- _WHAT YOU NEED TO DO_: Each line below from the one containing "this makes the" through the one containing "session, stopped it" is to be given again exactly, and no line outside that span.

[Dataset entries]
PR #497, opened 2023-07-07
add option to set custom source paths

lievenhey:
this patch add allows the user to add a custom source path which will overwrite the source path provided in the binary
this makes the disassembler, ... work if the source code directory was moved after creating the binary

closes: #418

### DIFF
--- a/README.md
+++ b/README.md
@@ -189,6 +189,8 @@ Options:
                            libraries.
   --appPath <path>         Path to folder containing the application executable
                            and libraries.
+  --sourcePaths <paths>    Colon separated list of extra paths to the source
+                           code.
   --arch <path>            Architecture to use for unwinding.
   --exportTo <path>        Path to .perfparser output file to which the input
                            data should be exported. A single input file has to
@@ -325,6 +327,9 @@ which source code line.
 For easier navigation, you can simply click on a line and the other view will jump to it.
 You can follow function calls with a double click.
 In the sourcecode view you can press ctrl+f or press the search icon to open a search window.
+
+If you have the sources in different directory, you can use `--sourcePaths` or the settings to
+select tell the disassembler to search there for the source code.
 
 ## Known Issues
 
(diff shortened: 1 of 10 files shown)


GitMensch:
Tested with the CI result:

* opened recording
* used Disassembly on a function - after a while that was shown, but not source, the source reference pointed to a directory not existing any more
* gone to settings, added the new source path (select, then add, see it in the list) - Disassembly view was not refreshed
* used Disassembly on a different function - the source reference still points to the same not existing directory, not the configured one where the source exists
* used Disassembly on a different function which has its source folder unchanged, works
* restarted HotSpot, sourcePath was not restored from last session, stopped it
* started the AppImage `./hotspot-v1.4.1-74-ge66d066-x86_64.AppImage --sourcePaths=/my/source`, got an error
     >hotspot: Unknown option 'sourcePaths'.
  
  So sadly: not successful.

lievenhey:
thanks for testing. I fixed the `--sourcePaths` option and added reloading if `sourcePaths` changes

GitMensch:
>  fixed the `--sourcePaths` option and added reloading if `sourcePaths` changes

Thanks, this works nearly as expected now.
It _seems_ that while the entries that were included in the GUI are not shown in the configuration after a reload of the application, they are still active (which is not necessarily bad, I actually prefer _those_ to be saved) - maybe they are needed to be included when the setting page is opened?

Not sure how you'd show "persistent" and "per session" entries there (I'd personally mostly need "per session" or "per configuration file", because different projects have the same binary name but the source is in different directories) .

Note that in any case this PR missed to add the option (now also in `--help`) to https://github.com/KDAB/hotspot/blob/master/README.md#command-line-options

milianw:
@GitMensch  I think the per-session vs. user settings is a general issue we need to tackle somehow - can you please open a ticket to track that?

the rest of this pull request is now mergeable I believe

milianw (approved):

PR #45, opened 2019-10-23
Port v1/v2 integration tests

roblourens:
Massive PR. This introduces about 80 integration tests from the v1/v2 codebase. It starts a debug server for each test, and tests send commands to it using `vscode-debugprotocol-testSupport`. Puppeteer is used to download chrome and for some tests, to click buttons on the page to trigger events.

There are a couple generations of tests represented. There are "simpler" tests that are years old, the ones at the top level. Then there are tests using new harnesses that were written recently, mainly by @digeff and @EricCornelson.

You can run them with the "Run int test" launch config. I've only tried on Mac. Currently they almost all fail, either due to issues that I've written down here: https://github.com/microsoft/vscode-pwa/issues/44 or other flakiness like Chrome not shutting down. Also we don't have a logger hooked up which makes them hard to debug.


roblourens:
Also I've left a lot of TODOs for myself, mainly where I had to do weird casts to get these to build with slightly different types and stricter TS rules.

And there is a lot that can be simplified. I copied code out of vscode-chrome-debug-core and the vscode-chrome-debug-core-testSupport packages (like the 2 testSetup.ts files and testUtils.ts), and some of it is overly complex and not all of it is used.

- _SOLUTION TO THIS TASK_:
this makes the disassembler, ... work if the source code directory was moved after creating the binary

closes: #418

### DIFF
--- a/README.md
+++ b/README.md
@@ -189,6 +189,8 @@ Options:
                            libraries.
   --appPath <path>         Path to folder containing the application executable
                            and libraries.
+  --sourcePaths <paths>    Colon separated list of extra paths to the source
+                           code.
   --arch <path>            Architecture to use for unwinding.
   --exportTo <path>        Path to .perfparser output file to which the input
                            data should be exported. A single input file has to
@@ -325,6 +327,9 @@ which source code line.
 For easier navigation, you can simply click on a line and the other view will jump to it.
 You can follow function calls with a double click.
 In the sourcecode view you can press ctrl+f or press the search icon to open a search window.
+
+If you have the sources in different directory, you can use `--sourcePaths` or the settings to
+select tell the disassembler to search there for the source code.
 
 ## Known Issues
 
(diff shortened: 1 of 10 files shown)


GitMensch:
Tested with the CI result:

* opened recording
* used Disassembly on a function - after a while that was shown, but not source, the source reference pointed to a directory not existing any more
* gone to settings, added the new source path (select, then add, see it in the list) - Disassembly view was not refreshed
* used Disassembly on a different function - the source reference still points to the same not existing directory, not the configured one where the source exists
* used Disassembly on a different function which has its source folder unchanged, works
* restarted HotSpot, sourcePath was not restored from last session, stopped it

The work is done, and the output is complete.